··· Information provided

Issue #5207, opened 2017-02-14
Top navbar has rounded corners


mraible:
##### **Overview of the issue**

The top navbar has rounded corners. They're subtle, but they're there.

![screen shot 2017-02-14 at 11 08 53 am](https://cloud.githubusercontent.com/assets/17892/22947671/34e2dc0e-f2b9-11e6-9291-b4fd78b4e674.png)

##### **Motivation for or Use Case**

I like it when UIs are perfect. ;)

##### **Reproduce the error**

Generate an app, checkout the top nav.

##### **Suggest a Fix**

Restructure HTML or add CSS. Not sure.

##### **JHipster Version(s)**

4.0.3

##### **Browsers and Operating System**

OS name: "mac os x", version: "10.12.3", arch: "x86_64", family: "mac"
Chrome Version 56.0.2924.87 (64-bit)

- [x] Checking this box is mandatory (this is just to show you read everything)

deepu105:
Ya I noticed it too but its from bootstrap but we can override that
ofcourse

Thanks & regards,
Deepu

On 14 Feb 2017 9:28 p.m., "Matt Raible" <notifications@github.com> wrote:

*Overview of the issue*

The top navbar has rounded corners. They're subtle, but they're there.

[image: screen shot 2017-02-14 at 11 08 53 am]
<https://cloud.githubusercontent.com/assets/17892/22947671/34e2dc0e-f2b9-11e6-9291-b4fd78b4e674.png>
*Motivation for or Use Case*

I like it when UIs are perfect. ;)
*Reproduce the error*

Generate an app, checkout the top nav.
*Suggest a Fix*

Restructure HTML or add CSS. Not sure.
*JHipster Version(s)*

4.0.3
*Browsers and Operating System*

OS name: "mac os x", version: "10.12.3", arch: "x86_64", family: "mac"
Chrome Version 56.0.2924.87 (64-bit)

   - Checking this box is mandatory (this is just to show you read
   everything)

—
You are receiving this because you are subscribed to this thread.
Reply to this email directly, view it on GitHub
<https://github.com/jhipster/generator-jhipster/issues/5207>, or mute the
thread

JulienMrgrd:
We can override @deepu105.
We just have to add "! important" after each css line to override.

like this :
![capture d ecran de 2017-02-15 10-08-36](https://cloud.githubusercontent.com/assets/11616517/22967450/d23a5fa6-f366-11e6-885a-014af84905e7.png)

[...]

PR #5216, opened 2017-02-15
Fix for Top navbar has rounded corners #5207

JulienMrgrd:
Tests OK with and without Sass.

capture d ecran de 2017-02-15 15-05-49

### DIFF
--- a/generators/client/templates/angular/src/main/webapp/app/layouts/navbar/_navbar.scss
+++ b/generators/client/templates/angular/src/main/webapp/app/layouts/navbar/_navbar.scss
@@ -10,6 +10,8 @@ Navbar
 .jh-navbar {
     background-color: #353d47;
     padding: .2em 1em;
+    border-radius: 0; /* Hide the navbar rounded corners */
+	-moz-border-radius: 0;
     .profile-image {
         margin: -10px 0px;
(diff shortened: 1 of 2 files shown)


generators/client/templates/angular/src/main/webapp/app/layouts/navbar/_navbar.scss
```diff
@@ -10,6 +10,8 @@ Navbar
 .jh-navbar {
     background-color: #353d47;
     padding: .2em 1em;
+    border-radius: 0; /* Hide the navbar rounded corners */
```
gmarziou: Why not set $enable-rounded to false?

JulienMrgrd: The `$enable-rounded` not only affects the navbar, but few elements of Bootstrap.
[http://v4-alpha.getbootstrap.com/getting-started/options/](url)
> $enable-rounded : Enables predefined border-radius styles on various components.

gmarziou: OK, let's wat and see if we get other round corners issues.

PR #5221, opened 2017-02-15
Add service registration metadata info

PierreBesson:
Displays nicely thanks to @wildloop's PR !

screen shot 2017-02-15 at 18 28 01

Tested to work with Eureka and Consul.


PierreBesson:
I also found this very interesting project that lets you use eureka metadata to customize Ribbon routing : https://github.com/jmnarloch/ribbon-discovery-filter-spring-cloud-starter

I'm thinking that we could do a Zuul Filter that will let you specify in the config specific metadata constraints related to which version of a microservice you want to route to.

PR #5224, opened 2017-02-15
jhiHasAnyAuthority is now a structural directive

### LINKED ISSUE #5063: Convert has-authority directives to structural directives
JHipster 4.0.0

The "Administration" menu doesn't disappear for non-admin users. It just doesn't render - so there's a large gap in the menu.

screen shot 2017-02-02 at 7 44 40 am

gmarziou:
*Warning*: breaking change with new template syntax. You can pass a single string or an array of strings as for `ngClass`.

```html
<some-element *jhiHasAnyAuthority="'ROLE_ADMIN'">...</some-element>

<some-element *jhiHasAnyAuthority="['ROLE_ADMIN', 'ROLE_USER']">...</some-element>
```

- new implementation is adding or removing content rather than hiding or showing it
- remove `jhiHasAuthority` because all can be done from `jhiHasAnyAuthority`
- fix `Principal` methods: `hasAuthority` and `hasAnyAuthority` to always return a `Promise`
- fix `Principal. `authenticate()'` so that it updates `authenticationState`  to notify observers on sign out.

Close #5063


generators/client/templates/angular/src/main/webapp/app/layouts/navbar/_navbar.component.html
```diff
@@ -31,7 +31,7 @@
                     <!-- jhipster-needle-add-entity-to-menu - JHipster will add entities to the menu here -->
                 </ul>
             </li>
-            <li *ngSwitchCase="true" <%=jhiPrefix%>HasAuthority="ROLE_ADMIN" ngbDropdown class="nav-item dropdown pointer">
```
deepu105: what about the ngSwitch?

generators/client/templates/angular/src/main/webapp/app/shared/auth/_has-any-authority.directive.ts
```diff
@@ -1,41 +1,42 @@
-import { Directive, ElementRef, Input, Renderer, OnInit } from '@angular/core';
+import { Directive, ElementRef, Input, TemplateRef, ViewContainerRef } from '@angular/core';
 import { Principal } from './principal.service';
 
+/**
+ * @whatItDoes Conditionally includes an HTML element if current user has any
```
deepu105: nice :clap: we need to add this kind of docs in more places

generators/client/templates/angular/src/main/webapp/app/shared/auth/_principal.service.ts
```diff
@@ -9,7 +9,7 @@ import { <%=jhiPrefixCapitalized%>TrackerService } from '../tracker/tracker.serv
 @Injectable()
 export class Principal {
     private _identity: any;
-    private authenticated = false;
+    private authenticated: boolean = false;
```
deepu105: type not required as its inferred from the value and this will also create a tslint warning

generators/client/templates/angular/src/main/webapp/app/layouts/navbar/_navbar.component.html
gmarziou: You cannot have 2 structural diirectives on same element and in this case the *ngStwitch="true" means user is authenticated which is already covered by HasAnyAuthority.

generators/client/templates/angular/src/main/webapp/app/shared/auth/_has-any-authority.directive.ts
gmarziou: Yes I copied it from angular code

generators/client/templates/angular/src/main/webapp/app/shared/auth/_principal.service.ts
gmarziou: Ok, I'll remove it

······

*Exercise instructions:* An exact copy of every entry is the expected result.

*Reply to the exercise:*
Issue #5207, opened 2017-02-14
Top navbar has rounded corners


mraible:
##### **Overview of the issue**

The top navbar has rounded corners. They're subtle, but they're there.

![screen shot 2017-02-14 at 11 08 53 am](https://cloud.githubusercontent.com/assets/17892/22947671/34e2dc0e-f2b9-11e6-9291-b4fd78b4e674.png)

##### **Motivation for or Use Case**

I like it when UIs are perfect. ;)

##### **Reproduce the error**

Generate an app, checkout the top nav.

##### **Suggest a Fix**

Restructure HTML or add CSS. Not sure.

##### **JHipster Version(s)**

4.0.3

##### **Browsers and Operating System**

OS name: "mac os x", version: "10.12.3", arch: "x86_64", family: "mac"
Chrome Version 56.0.2924.87 (64-bit)

- [x] Checking this box is mandatory (this is just to show you read everything)

deepu105:
Ya I noticed it too but its from bootstrap but we can override that
ofcourse

Thanks & regards,
Deepu

On 14 Feb 2017 9:28 p.m., "Matt Raible" <notifications@github.com> wrote:

*Overview of the issue*

The top navbar has rounded corners. They're subtle, but they're there.

[image: screen shot 2017-02-14 at 11 08 53 am]
<https://cloud.githubusercontent.com/assets/17892/22947671/34e2dc0e-f2b9-11e6-9291-b4fd78b4e674.png>
*Motivation for or Use Case*

I like it when UIs are perfect. ;)
*Reproduce the error*

Generate an app, checkout the top nav.
*Suggest a Fix*

Restructure HTML or add CSS. Not sure.
*JHipster Version(s)*

4.0.3
*Browsers and Operating System*

OS name: "mac os x", version: "10.12.3", arch: "x86_64", family: "mac"
Chrome Version 56.0.2924.87 (64-bit)

   - Checking this box is mandatory (this is just to show you read
   everything)

—
You are receiving this because you are subscribed to this thread.
Reply to this email directly, view it on GitHub
<https://github.com/jhipster/generator-jhipster/issues/5207>, or mute the
thread

JulienMrgrd:
We can override @deepu105.
We just have to add "! important" after each css line to override.

like this :
![capture d ecran de 2017-02-15 10-08-36](https://cloud.githubusercontent.com/assets/11616517/22967450/d23a5fa6-f366-11e6-885a-014af84905e7.png)

[...]

PR #5216, opened 2017-02-15
Fix for Top navbar has rounded corners #5207

JulienMrgrd:
Tests OK with and without Sass.

capture d ecran de 2017-02-15 15-05-49

### DIFF
--- a/generators/client/templates/angular/src/main/webapp/app/layouts/navbar/_navbar.scss
+++ b/generators/client/templates/angular/src/main/webapp/app/layouts/navbar/_navbar.scss
@@ -10,6 +10,8 @@ Navbar
 .jh-navbar {
     background-color: #353d47;
     padding: .2em 1em;
+    border-radius: 0; /* Hide the navbar rounded corners */
+	-moz-border-radius: 0;
     .profile-image {
         margin: -10px 0px;
(diff shortened: 1 of 2 files shown)


generators/client/templates/angular/src/main/webapp/app/layouts/navbar/_navbar.scss
```diff
@@ -10,6 +10,8 @@ Navbar
 .jh-navbar {
     background-color: #353d47;
     padding: .2em 1em;
+    border-radius: 0; /* Hide the navbar rounded corners */
```
gmarziou: Why not set $enable-rounded to false?

JulienMrgrd: The `$enable-rounded` not only affects the navbar, but few elements of Bootstrap.
[http://v4-alpha.getbootstrap.com/getting-started/options/](url)
> $enable-rounded : Enables predefined border-radius styles on various components.

gmarziou: OK, let's wat and see if we get other round corners issues.

PR #5221, opened 2017-02-15
Add service registration metadata info

PierreBesson:
Displays nicely thanks to @wildloop's PR !

screen shot 2017-02-15 at 18 28 01

Tested to work with Eureka and Consul.


PierreBesson:
I also found this very interesting project that lets you use eureka metadata to customize Ribbon routing : https://github.com/jmnarloch/ribbon-discovery-filter-spring-cloud-starter

I'm thinking that we could do a Zuul Filter that will let you specify in the config specific metadata constraints related to which version of a microservice you want to route to.

PR #5224, opened 2017-02-15
jhiHasAnyAuthority is now a structural directive

### LINKED ISSUE #5063: Convert has-authority directives to structural directives
JHipster 4.0.0

The "Administration" menu doesn't disappear for non-admin users. It just doesn't render - so there's a large gap in the menu.

screen shot 2017-02-02 at 7 44 40 am

gmarziou:
*Warning*: breaking change with new template syntax. You can pass a single string or an array of strings as for `ngClass`.

```html
<some-element *jhiHasAnyAuthority="'ROLE_ADMIN'">...</some-element>

<some-element *jhiHasAnyAuthority="['ROLE_ADMIN', 'ROLE_USER']">...</some-element>
```

- new implementation is adding or removing content rather than hiding or showing it
- remove `jhiHasAuthority` because all can be done from `jhiHasAnyAuthority`
- fix `Principal` methods: `hasAuthority` and `hasAnyAuthority` to always return a `Promise`
- fix `Principal. `authenticate()'` so that it updates `authenticationState`  to notify observers on sign out.

Close #5063


generators/client/templates/angular/src/main/webapp/app/layouts/navbar/_navbar.component.html
```diff
@@ -31,7 +31,7 @@
                     <!-- jhipster-needle-add-entity-to-menu - JHipster will add entities to the menu here -->
                 </ul>
             </li>
-            <li *ngSwitchCase="true" <%=jhiPrefix%>HasAuthority="ROLE_ADMIN" ngbDropdown class="nav-item dropdown pointer">
```
deepu105: what about the ngSwitch?

generators/client/templates/angular/src/main/webapp/app/shared/auth/_has-any-authority.directive.ts
```diff
@@ -1,41 +1,42 @@
-import { Directive, ElementRef, Input, Renderer, OnInit } from '@angular/core';
+import { Directive, ElementRef, Input, TemplateRef, ViewContainerRef } from '@angular/core';
 import { Principal } from './principal.service';
 
+/**
+ * @whatItDoes Conditionally includes an HTML element if current user has any
```
deepu105: nice :clap: we need to add this kind of docs in more places

generators/client/templates/angular/src/main/webapp/app/shared/auth/_principal.service.ts
```diff
@@ -9,7 +9,7 @@ import { <%=jhiPrefixCapitalized%>TrackerService } from '../tracker/tracker.serv
 @Injectable()
 export class Principal {
     private _identity: any;
-    private authenticated = false;
+    private authenticated: boolean = false;
```
deepu105: type not required as its inferred from the value and this will also create a tslint warning

generators/client/templates/angular/src/main/webapp/app/layouts/navbar/_navbar.component.html
gmarziou: You cannot have 2 structural diirectives on same element and in this case the *ngStwitch="true" means user is authenticated which is already covered by HasAnyAuthority.

generators/client/templates/angular/src/main/webapp/app/shared/auth/_has-any-authority.directive.ts
gmarziou: Yes I copied it from angular code

generators/client/templates/angular/src/main/webapp/app/shared/auth/_principal.service.ts
gmarziou: Ok, I'll remove it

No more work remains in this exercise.